■ **What to produce**: Please return all lines of the data below containing the string "unavailable".

= Beginning of Section =

PR #513, opened 2026-08-05
feat(webhooks): coordinate worker-safe upgrades

flemzord:
## Summary

- split the Webhooks API and worker deployments starting with v2.5.0-0
- stop and fully drain legacy embedded or dedicated workers before database migrations
- roll out the new API version before recreating workers
- preserve the monolithic deployment behavior for older Webhooks versions
- cover prerelease, stable, non-v-prefixed, and development versions

## Upgrade sequence

1. Stop existing workers.
2. Wait for their complete termination.
3. Run database migrations.
4. Roll out the new API version and wait for completion.
5. Recreate the worker deployment.

## Validation

- `just tests` (15 suites passed)
- `just pre-commit`
- targeted Webhooks tests
- targeted `golangci-lint`

## Risk

The API/worker topology changes only for Webhooks v2.5.0-0 and newer. Older versions retain the existing embedded-worker deployment.

### DIFF
--- a/internal/resources/webhooks/deployment.go
+++ b/internal/resources/webhooks/deployment.go
@@ -4,6 +4,7 @@ import (
 	"github.com/pkg/errors"
 	appsv1 "k8s.io/api/apps/v1"
 	v1 "k8s.io/api/core/v1"
+	policyv1 "k8s.io/api/policy/v1"
 	apierrors "k8s.io/apimachinery/pkg/api/errors"
 	metav1 "k8s.io/apimachinery/pkg/apis/meta/v1"
 	"k8s.io/apimachinery/pkg/types"
@@ -202,6 +203,12 @@ func stopWorkers(ctx core.Context, namespace string) error {
 }
 
 func deleteWorkerDeployment(ctx core.Context, namespace string) error {
+	if err := client.IgnoreNotFound(ctx.GetClient().Delete(ctx, &policyv1.PodDisruptionBudget{
+		ObjectMeta: metav1.ObjectMeta{Namespace: namespace, Name: "webhooks-worker"},
+	})); err != nil {
+		return err
+	}
+
 	deployment := &appsv1.Deployment{}
 	err := ctx.GetClient().Get(ctx, types.NamespacedName{Namespace: namespace, Name: "webhooks-worker"}, deployment)
 	if apierrors.IsNotFound(err) {
@@ -264,5 +271,19 @@ func removeEmbeddedWorker(deployment *appsv1.Deployment) {
 			}
 		}
 		deployment.Spec.Template.Spec.Containers[containerIndex].Env = filtered
+	}
+}
+
+func clearWorkerDeploymentConditions(webhooks *v1beta1.Webhooks) {
+	conditions := webhooks.GetConditions()
+	for _, conditionType := range []string{
+		"DeploymentReady",
+		"PodDisruptionBudget",
+		"PodDisruptionBudgetConfigured",
+	} {
+		conditions.Delete(v1beta1.AndConditions(
+			v1beta1.ConditionTypeMatch(conditionType),
+			v1beta1.ConditionReasonMatch("WebhooksWorker"),
+		))
 	}
 }
--- a/internal/resources/webhooks/deployment.go
+++ b/internal/resources/webhooks/deployment.go
@@ -231,7 +231,7 @@ func deleteWorkerDeployment(ctx core.Context, namespace string) error {
 
 func waitForDeploymentRollout(ctx core.Context, namespace, name string) error {
 	deployment := &appsv1.Deployment{}
-	if err := ctx.GetClient().Get(ctx, types.NamespacedName{Namespace: namespace, Name: name}, deployment); err != nil {
+	if err := ctx.GetAPIReader().Get(ctx, types.NamespacedName{Namespace: namespace, Name: name}, deployment); err != nil {
 		return err
 	}
 	if !deploymentRolloutComplete(deployment) {
--- a/internal/resources/webhooks/deployment.go
+++ b/internal/resources/webhooks/deployment.go
@@ -4,7 +4,10 @@ import (
 	"github.com/pkg/errors"
 	appsv1 "k8s.io/api/apps/v1"
 	v1 "k8s.io/api/core/v1"
+	apierrors "k8s.io/apimachinery/pkg/api/errors"
 	metav1 "k8s.io/apimachinery/pkg/apis/meta/v1"
+	"k8s.io/apimachinery/pkg/types"
+	"sigs.k8s.io/controller-runtime/pkg/client"
 
 	"github.com/formancehq/operator/v3/api/formance.com/v1beta1"
 	"github.com/formancehq/operator/v3/internal/core"
@@ -123,4 +126,143 @@ func createAPIDeployment(ctx core.Context, stack *v1beta1.Stack, webhooks *v1bet
 
 func createSingleDeployment(ctx core.Context, stack *v1beta1.Stack, webhooks *v1beta1.Webhooks, database *v1beta1.Database, consumer *v1beta1.BrokerConsumer, version string) error {
 	return createAPIDeployment(ctx, stack, webhooks, database, consumer, version, true)
+}
+
+func createWorkerDeployment(ctx core.Context, stack *v1beta1.Stack, webhooks *v1beta1.Webhooks, database *v1beta1.Database, consumer *v1beta1.BrokerConsumer, version string) error {
+	imageConfiguration, err := registries.GetFormanceImage(ctx, stack, "webhooks", version)
+	if err != nil {
+		return err
+	}
+
+	env, err := deploymentEnvVars(ctx, stack, webhooks, database)
+	if err != nil {
+		return err
+	}
+	topics, err := brokers.GetTopicsEnvVars(ctx, stack, "KAFKA_TOPICS", consumer.Spec.Services...)
+	if err != nil {
+		return err
+	}
+	env = append(env, topics...)
+
+	serviceAccountName, err := settings.GetAWSServiceAccount(ctx, stack.Name)
+	if err != nil {
+		return err
+	}
+
+	return applications.
+		New(webhooks, &appsv1.Deployment{
+			ObjectMeta: metav1.ObjectMeta{
+				Name: "webhooks-worker",
+			},
+			Spec: appsv1.DeploymentSpec{
+				Template: v1.PodTemplateSpec{
+					Spec: v1.PodSpec{
+						ServiceAccountName: serviceAccountName,
+						ImagePullSecrets:   imageConfiguration.PullSecrets,
+						Containers: []v1.Container{{
+							Name:           "worker",
+							Env:            env,
+							Image:          imageConfiguration.GetFullImageName(),
+							Args:           []string{"worker"},
+							Ports:          []v1.ContainerPort{applications.StandardHTTPPort()},
+							LivenessProbe:  applications.DefaultLiveness("http"),
+							ReadinessProbe: applications.DefaultReadiness("http"),
+						}},
+					},
+				},
+			},
+		}).
+		IsEE().
+		Install(ctx)
+}
+
+func stopWorkers(ctx core.Context, namespace string) error {
+	if err := deleteWorkerDeployment(ctx, namespace); err != nil {
+		return err
+	}
+
+	deployment := &appsv1.Deployment{}
+	err := ctx.GetClient().Get(ctx, types.NamespacedName{Namespace: namespace, Name: "webhooks"}, deployment)
+	if apierrors.IsNotFound(err) {
+		return nil
+	}
+	if err != nil {
+		return err
+	}
+
+	if deploymentHasEmbeddedWorker(deployment) {
+		removeEmbeddedWorker(deployment)
+		if err := ctx.GetClient().Update(ctx, deployment); err != nil {
+			return err
+		}
+		return core.NewPendingError().WithMessage("waiting for embedded webhooks workers to terminate")
+	}
+
+	return waitForDeploymentRollout(ctx, namespace, "webhooks")
+}
+
+func deleteWorkerDeployment(ctx core.Context, namespace string) error {
+	deployment := &appsv1.Deployment{}
+	err := ctx.GetClient().Get(ctx, types.NamespacedName{Namespace: namespace, Name: "webhooks-worker"}, deployment)
+	if apierrors.IsNotFound(err) {
+		return nil
+	}
+	if err != nil {
+		return err
+	}
+	if !deployment.DeletionTimestamp.IsZero() {
+		return core.NewPendingError().WithMessage("waiting for webhooks workers to terminate")
+	}
+
+	propagationPolicy := metav1.DeletePropagationForeground
+	core.LogDeletion(ctx, deployment, "webhooks.deleteWorkerDeployment")
+	if err := ctx.GetClient().Delete(ctx, deployment, &client.DeleteOptions{PropagationPolicy: &propagationPolicy}); err != nil {
+		return err
+	}
+	return core.NewPendingError().WithMessage("waiting for webhooks workers to terminate")
+}
+
+func waitForDeploymentRollout(ctx core.Context, namespace, name string) error {
+	deployment := &appsv1.Deployment{}
+	if err := ctx.GetClient().Get(ctx, types.NamespacedName{Namespace: namespace, Name: name}, deployment); err != nil {
+		return err
+	}
+	if !deploymentRolloutComplete(deployment) {
+		return core.NewPendingError().WithMessage("waiting for deployment %s rollout to complete", name)
+	}
+	return nil
+}
+
+func deploymentRolloutComplete(deployment *appsv1.Deployment) bool {
+	if deployment.Spec.Replicas == nil || deployment.Status.ObservedGeneration != deployment.Generation {
+		return false
+	}
+	desired := *deployment.Spec.Replicas
+	return deployment.Status.UpdatedReplicas >= desired &&
+		deployment.Status.Replicas == deployment.Status.UpdatedReplicas &&
+		deployment.Status.AvailableReplicas >= desired
+}
+
+func deploymentHasEmbeddedWorker(deployment *appsv1.Deployment) bool {
+	for _, container := range deployment.Spec.Template.Spec.Containers {
+		for _, env := range container.Env {
+			if env.Name == "WORKER" && env.Value == "true" {
+				return true
+			}
+		}
+	}
+	return false
+}
+
+func removeEmbeddedWorker(deployment *appsv1.Deployment) {
+	for containerIndex := range deployment.Spec.Template.Spec.Containers {
+		env := deployment.Spec.Template.Spec.Containers[containerIndex].Env
+		filtered := env[:0]
+		for _, variable := range env {
+			if variable.Name != "WORKER" {
+				filtered = append(filtered, variable)
+			}
+		}
+		deployment.Spec.Template.Spec.Containers[containerIndex].Env = filtered
+	}
 }
--- a/internal/resources/webhooks/deployment.go
+++ b/internal/resources/webhooks/deployment.go
@@ -1,6 +1,8 @@
 package webhooks
 
 import (
+	"time"
+
 	"github.com/pkg/errors"
 	appsv1 "k8s.io/api/apps/v1"
 	v1 "k8s.io/api/core/v1"
@@ -232,7 +234,9 @@ func waitForEmbeddedWorkerPodsTermination(ctx core.Context, deployment *appsv1.D
 
 	for index := range pods.Items {
 		if podHasActiveEmbeddedWorker(&pods.Items[index]) {
-			return core.NewPendingError().WithMessage("waiting for embedded webhooks worker pods to terminate")
+			return core.NewPendingError().
+				WithMessage("waiting for embedded webhooks worker pods to terminate").
+				WithRequeueAfter(time.Second)
 		}
 	}
 	return nil
--- a/internal/resources/webhooks/deployment.go
+++ b/internal/resources/webhooks/deployment.go
@@ -221,7 +221,7 @@ func deleteWorkerDeployment(ctx core.Context, namespace string) error {
 	}
 
 	deployment := &appsv1.Deployment{}
-	err := ctx.GetClient().Get(ctx, types.NamespacedName{Namespace: namespace, Name: "webhooks-worker"}, deployment)
+	err := ctx.GetAPIReader().Get(ctx, types.NamespacedName{Namespace: namespace, Name: "webhooks-worker"}, deployment)
 	if apierrors.IsNotFound(err) {
 		return nil
 	}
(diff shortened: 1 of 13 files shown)


internal/resources/webhooks/init.go
```diff
@@ -67,17 +80,44 @@ func Reconcile(ctx Context, stack *v1beta1.Stack, webhooks *v1beta1.Webhooks, ve
...
+				return err
+			}
+			if err := waitForDeploymentRollout(ctx, stack.Name, "webhooks"); err != nil {
+				return err
+			}
+			if err := createWorkerDeployment(ctx, stack, webhooks, database, consumer, version); err != nil {
+				return err
+			}
+		} else {
+			if err := deleteWorkerDeployment(ctx, stack.Name); err != nil {
```
NumaryBot: 🟠 **[major] Clear stale worker conditions when deleting it**

When switching back to a pre-2.5/monolithic version after the split worker deployment has reported a `DeploymentReady=False` condition for the current Webhooks generation (for example a failed worker rollout followed by changing the Stack version), this branch deletes the worker deployment but never removes or refreshes the `WebhooksWorker` conditions. `ForObjectController` treats any false condition with the current generation as pending, so the Webhooks resource can remain NotReady even after the monolithic deployment is healthy.

NumaryBot (commented):

Summary: https://github.com/formancehq/operator/pull/513#issuecomment-5189796665

internal/resources/webhooks/init.go
flemzord: Fixed in d2ed0b30. The monolithic path now clears worker-specific DeploymentReady and PDB conditions after the dedicated worker resources are gone, while preserving API conditions. The worker PDB is also deleted alongside its Deployment, and a regression test covers stale false conditions.

internal/resources/webhooks/init.go
```diff
@@ -67,17 +80,45 @@ func Reconcile(ctx Context, stack *v1beta1.Stack, webhooks *v1beta1.Webhooks, ve
...
 	}
 
 	if consumer.Status.Ready {
-		if err := createSingleDeployment(ctx, stack, webhooks, database, consumer, version); err != nil {
-			return err
+		if separateWorkerDeployment {
+			if err := createAPIDeployment(ctx, stack, webhooks, database, consumer, version, false); err != nil {
+				return err
+			}
+			if err := waitForDeploymentRollout(ctx, stack.Name, "webhooks"); err != nil {
```
NumaryBot: 🔴 **[blocker] Stale cache read in `waitForDeploymentRollout` can start workers before API rollout completes**

After `createAPIDeployment` updates the Deployment, the subsequent `waitForDeploymentRollout` call reads from the controller-runtime cached client. If the cache still holds the previously-ready Deployment generation, the check can return nil (i.e., 'ready') before the new API pods have actually rolled out, causing `createWorkerDeployment` to start new workers prematurely. This breaks the worker-safe upgrade ordering that the entire PR is meant to guarantee.

**Suggestion:** Force a direct (non-cached) API server read before evaluating rollout readiness—e.g., use `client.Reader` backed by a direct call or annotate the Get with `DisableCacheFor` so the rollout status reflects the actual server state, not a stale cache entry.

internal/resources/webhooks/init.go
```diff
@@ -67,17 +80,45 @@ func Reconcile(ctx Context, stack *v1beta1.Stack, webhooks *v1beta1.Webhooks, ve
...
+				return err
+			}
+			if err := createWorkerDeployment(ctx, stack, webhooks, database, consumer, version); err != nil {
+				return err
+			}
+		} else {
+			if err := deleteWorkerDeployment(ctx, stack.Name); err != nil {
```
NumaryBot: 🟠 **[major] Stale worker conditions not cleared when reverting to monolithic deployment**

When switching back to a pre-2.5/monolithic version after the split worker deployment has reported a `DeploymentReady=False` condition for the current Webhooks generation, this branch deletes the worker deployment but never removes or refreshes the `WebhooksWorker` conditions. `ForObjectController` treats any false condition with the current generation as pending, so the Webhooks resource can remain NotReady even after the monolithic deployment is healthy.

**Suggestion:** After deleting the worker deployment, explicitly clear or reset the worker-specific conditions (e.g., `WebhooksWorker` / `DeploymentReady`) so the controller does not treat stale false conditions as a pending state.

NumaryBot (commented):

Summary: https://github.com/formancehq/operator/pull/513#issuecomment-5189796665

internal/resources/webhooks/init.go
flemzord: Fixed in 50133f3f. Rollout readiness now uses ctx.GetAPIReader(), forcing an uncached API-server read after the Deployment update before workers can be recreated. The targeted Webhooks tests and the full pre-commit workflow pass.

internal/resources/webhooks/init.go
flemzord: This is already fixed in d2ed0b30: clearWorkerDeploymentConditions removes worker-specific DeploymentReady, PodDisruptionBudget, and PodDisruptionBudgetConfigured conditions after the dedicated resources are gone, while preserving API conditions. TestClearWorkerDeploymentConditions covers the stale false-condition case.

internal/resources/webhooks/init.go
NumaryBot: 🔴 **[blocker] Stale cache read in `waitForDeploymentRollout` may start workers before API rollout completes**

After `createAPIDeployment` updates the Deployment, the subsequent `waitForDeploymentRollout` call reads from the controller-runtime cached client. If the cache still holds the previously-ready Deployment generation, the check can return nil ('ready') before the new API pods have actually rolled out. This causes `createWorkerDeployment` to start prematurely, directly breaking the worker-safe upgrade ordering the PR is designed to guarantee.

**Suggestion:** Force a direct (non-cached) API server read before evaluating rollout readiness — e.g., use a `client.Reader` backed by a direct call or annotate the Get with `DisableCacheFor`, so the rollout status reflects actual server state rather than a potentially stale cache entry.

internal/resources/webhooks/deployment.go
```diff
@@ -124,3 +128,162 @@ func createAPIDeployment(ctx core.Context, stack *v1beta1.Stack, webhooks *v1bet
...
+
+	if deploymentHasEmbeddedWorker(deployment) {
+		removeEmbeddedWorker(deployment)
+		if err := ctx.GetClient().Update(ctx, deployment); err != nil {
+			return err
+		}
+		return core.NewPendingError().WithMessage("waiting for embedded webhooks workers to terminate")
+	}
+
+	return waitForDeploymentRollout(ctx, namespace, "webhooks")
```
NumaryBot: 🟠 **[major] Unconditional API rollout wait can block split-to-split upgrades when old API is already unhealthy**

When upgrading from an already-split Webhooks version, the API Deployment carries no embedded worker, so after `webhooks-worker` is deleted there are no workers left to drain. The unconditional rollout wait can block indefinitely if the old API Deployment is currently unavailable or stuck from a prior bad rollout, even though rolling out the new version would be the recovery path. The wait is only meaningful when this function actually removed the WORKER component from a monolithic Deployment.

**Suggestion:** Gate the rollout wait on whether the function actually transitioned the Deployment from a monolithic to a split layout (i.e., whether WORKER was present and removed). If the old Deployment was already split, skip the wait and proceed to create the new API and worker Deployments directly.

NumaryBot (commented):

Summary: https://github.com/formancehq/operator/pull/513#issuecomment-5189796665

internal/resources/webhooks/init.go
flemzord: The current branch already uses ctx.GetAPIReader() in getDeploymentAfterRollout (50133f3f), so rollout readiness is read directly from the API server rather than the controller cache. The drain path now uses the direct reader as well in 9aace3b2.

internal/resources/webhooks/deployment.go
flemzord: Fixed in 9aace3b2. Removing an embedded worker now sets an explicit drain annotation and waits for that rollout to complete. Split-to-split upgrades have no drain annotation, so they skip the old API readiness wait and can roll forward from an unhealthy API. The marker is cleared after the direct API-server read confirms completion.

internal/resources/webhooks/deployment.go
```diff
@@ -124,3 +130,191 @@ func createAPIDeployment(ctx core.Context, stack *v1beta1.Stack, webhooks *v1bet
...
+		return err
+	}
+
+	if deploymentHasEmbeddedWorker(deployment) {
+		removeEmbeddedWorker(deployment)
+		markWorkerDrain(deployment)
+		if err := ctx.GetClient().Update(ctx, deployment); err != nil {
+			return err
+		}
+		return core.NewPendingError().WithMessage("waiting for embedded webhooks workers to terminate")
```
NumaryBot, line 204: 🟠 **[major] Unconditional API rollout wait can block split-to-split upgrades indefinitely**

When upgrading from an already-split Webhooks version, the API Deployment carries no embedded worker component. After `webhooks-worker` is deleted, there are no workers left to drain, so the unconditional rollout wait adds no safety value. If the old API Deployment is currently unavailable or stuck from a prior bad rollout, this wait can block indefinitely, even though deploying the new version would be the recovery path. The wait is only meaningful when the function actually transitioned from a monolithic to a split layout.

= End of Section =

■ **Task answer**:
When upgrading from an already-split Webhooks version, the API Deployment carries no embedded worker, so after `webhooks-worker` is deleted there are no workers left to drain. The unconditional rollout wait can block indefinitely if the old API Deployment is currently unavailable or stuck from a prior bad rollout, even though rolling out the new version would be the recovery path. The wait is only meaningful when this function actually removed the WORKER component from a monolithic Deployment.
When upgrading from an already-split Webhooks version, the API Deployment carries no embedded worker component. After `webhooks-worker` is deleted, there are no workers left to drain, so the unconditional rollout wait adds no safety value. If the old API Deployment is currently unavailable or stuck from a prior bad rollout, this wait can block indefinitely, even though deploying the new version would be the recovery path. The wait is only meaningful when the function actually transitioned from a monolithic to a split layout.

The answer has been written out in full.